Single by David Nail

from the album I'm About to Come Alive
- Released: February 2, 2009
- Genre: Country
- Length: 4:06
- Label: MCA Nashville
- Songwriters: Dennis Matkosky Melissa Peirce Jonathan Singleton
- Producers: Frank Liddell Mike Wrucke

David Nail singles chronology
| "I'm About to Come Alive" (2008) | "Red Light" (2009) | "Turning Home" (2010) |

Music video
- "Red Light" at CMT.com

= Red Light (David Nail song) =

"Red Light" is a song written by Jonathan Singleton, Melissa Peirce and Dennis Matkosky, and recorded by American country music artist David Nail. It was released in February 2009 as the second single from his album I'm About to Come Alive, and the third single of his career. It has become Nail's first Top 10 country hit on the U.S. Billboard Hot Country Songs chart. "Red Light" was Nail's highest-charting song on the Hot Country Songs chart for two years until "Let It Rain" went to number-one on January 21, 2012.

==Content==
In the song, the male narrator's lover has announced her breakup from him. The narrator is expecting a different setting for his breakup, but instead is with her in the car at a "red light in the sunshine on a Sunday."

==Critical reception==
Dan Milliken of Country Universe gave the song a C− rating, and said in his review of the song that it had an interesting story but did not expand on it: "the guy has taken this time to tell us about it because he’s flabbergasted that she would let their relationship end under such ordinary circumstances[…]It’s an OK start, and one could see how that might make for an interesting song." Chris Neal of Country Weekly described the song as "slow-rolling melancholy", calling it a "perfect introduction" to Nail's album.

==Music video==
A music video for the song premiered on CMT on July 16, 2009. It was directed by Roman White, who also directed David Nail's previous video "I'm About to Come Alive". The video shows Nail driving through the countryside in a convertible. Flashback scenes of his girlfriend getting out of his car at a gas station and arguing with him. The video couple have clearly argued, even though the lyrics express the singer's surprise that his departed lover didn't even "try to pick a fight." He is then shown driving through the city, as well as scenes of him walking down the middle of the street. According to a 2009 interview, the girlfriend is played by his wife. The video was shot in downtown Nashville.

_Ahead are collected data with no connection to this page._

Issue #821, opened 2022-02-27
E-mail plugin problems


kocio-pl:
When trying to send a parent task from initial run via e-mail, I get:

```
Subject: Task: Getting Started with GTG (read me first)

Status: Active
Tags:
Subtasks:
Learn How to Use Subtasks
- Learn How to Use Tags and Enable the Sidebar
- Learn How to Use the Actionable View Mode
- Learn About Plugins
- Reporting Bugs
- Learn How to Use the Quick Add Entry
- Learn About Synchronization Services
- Learn How to Search for Tasks
Task content:
```

Specific problems I see:

1. `Learn How to Use Subtasks` does not start with a `-` for some reason
2. Task content is missing
3.  Also when I try to run it in localized environment, task status (Active, Done, Dismiss) is not translated

kocio-pl:
After https://github.com/getting-things-gnome/gtg/pull/823 it's better, because main problem 2. is gone, but `get_text()` shows tids (task ids) in the content, which makes no sense probably. However it's translated at least:

```
Jeśli chcesz się dowiedzieć więcej o innych funkcjach GTG, to przejdź do tych tematów:
{! 262d1410-71aa-4e35-abec-90ef1bab44d3 !}
{! 2d427a77-3077-4277-904c-073fcfcb4842 !}
{! 0653765c-f5d4-4b7f-9903-0065bb258940 !}
{! 3efd01b7-343d-4be1-9bac-8ed944517e3f !}
{! 9b05a6c5-81e3-4fe5-a70d-3b569f65409c !}
{! 21ed54a8-e7ff-408a-b648-8d12cc75e162 !}
{! d1c73224-9eec-4889-b3c4-bb0281e5c1d3 !}
{! 586dd1a7-0772-4d0a-85db-34edfc8ee30c !}
```

So we need some wrapper to convert them to task names - maybe `get_excerpt()` with some options would do it? But then it's unclear to me if a separate list of subtasks is needed. If someone gets the role of this plugin better, please share, so we can think about proper solution.

PR #869, opened 2022-03-17
Correct subtasks formatting in e-mail plugin

kocio-pl:
Fixes part of https://github.com/getting-things-gnome/gtg/issues/821

Subtask list formatting:
- if there are any tasks, put a dash character before each of them - instead of skipping it for the first subtask
- if there are none, print nothing - instead of an empty line

Translation regeneration required.


diegogangl:
Thanks! Sorry for the delay

Issue #835, opened 2022-03-02
Improve the tag deletion warning dialog's message to make it clear it won't destroy tasks


nekohayo:
This is a super easy fix, but not doing it until we have released 0.6, as it would break translations: GTG/gtk/browser/delete_tag.py has a pair of strings that say:

> Deleting a tag cannot be undone, and will delete the following tag: 

Plural:

> Deleting a tag cannot be undone, and will delete the following tag: 

...it would make sense to rework those strings to explicitly reassure the user that while this perma-deletes the tag and removes it from all the tasks it was in, it will not actually delete the tasks that were associated with that tag.

Also, check if it's better to have a %s for the tag name to be positionable and quotable inside the translatable string... i.e., will there really be cases where the user can delete multiple tags at once (rather than one-by-one, as is currently the case) in practice?

martroxxx:
@nekohayo please review. I am pretty sure, that there is no real usage scenario for deleting multiple tags. Just assuming from my own workflow

PR #871, opened 2022-03-23
GTK/gtk/browser/delete_tag.py: Small language improvement

martroxxx:
Makes clear that only the tag is deleted, no tasks

Closes https://github.com/getting-things-gnome/gtg/issues/835


diegogangl:
LGTM, let's see what @nekohayo thinks

PR #885, opened 2019-01-29
roctracer-proto pkg-config fix to includedir

eshcherb:


mangupta:
@eshcherb I guessing that this implies that #884 is no longer required? Some of the changes are the same in both the PRs. Anyways, going ahead and merging this in. In case the other PR is required, it needs to be rebased due to conflicts.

Matt Pfingsten directed an alternate video for the song, released one month later, which uses an acoustic version of the song.

==Chart performance==
"Red Light" debuted at number 58 on the U.S. Billboard Hot Country Songs chart in March 2009. The song became Nail's first Top Ten hit in November 2009 and peaked at number 7 in December 2009. On the week ending October 10, 2009, the song debuted at number 95 on the U.S. Billboard Hot 100.

===Weekly charts===

| Chart (2009–2010) | Peak position |
|---|---|
| Canada Country (Billboard) | 38 |
| US Hot Country Songs (Billboard) | 7 |
| US Billboard Hot 100 | 54 |

===Year-end charts===

| Chart (2009) | Position |
|---|---|
| US Country Songs (Billboard) | 49 |

==Certifications==

| Region | Certification | Certified units/sales |
| United States (RIAA) | Platinum | 1,000,000^{‡} |
^{^} Shipments figures based on certification alone.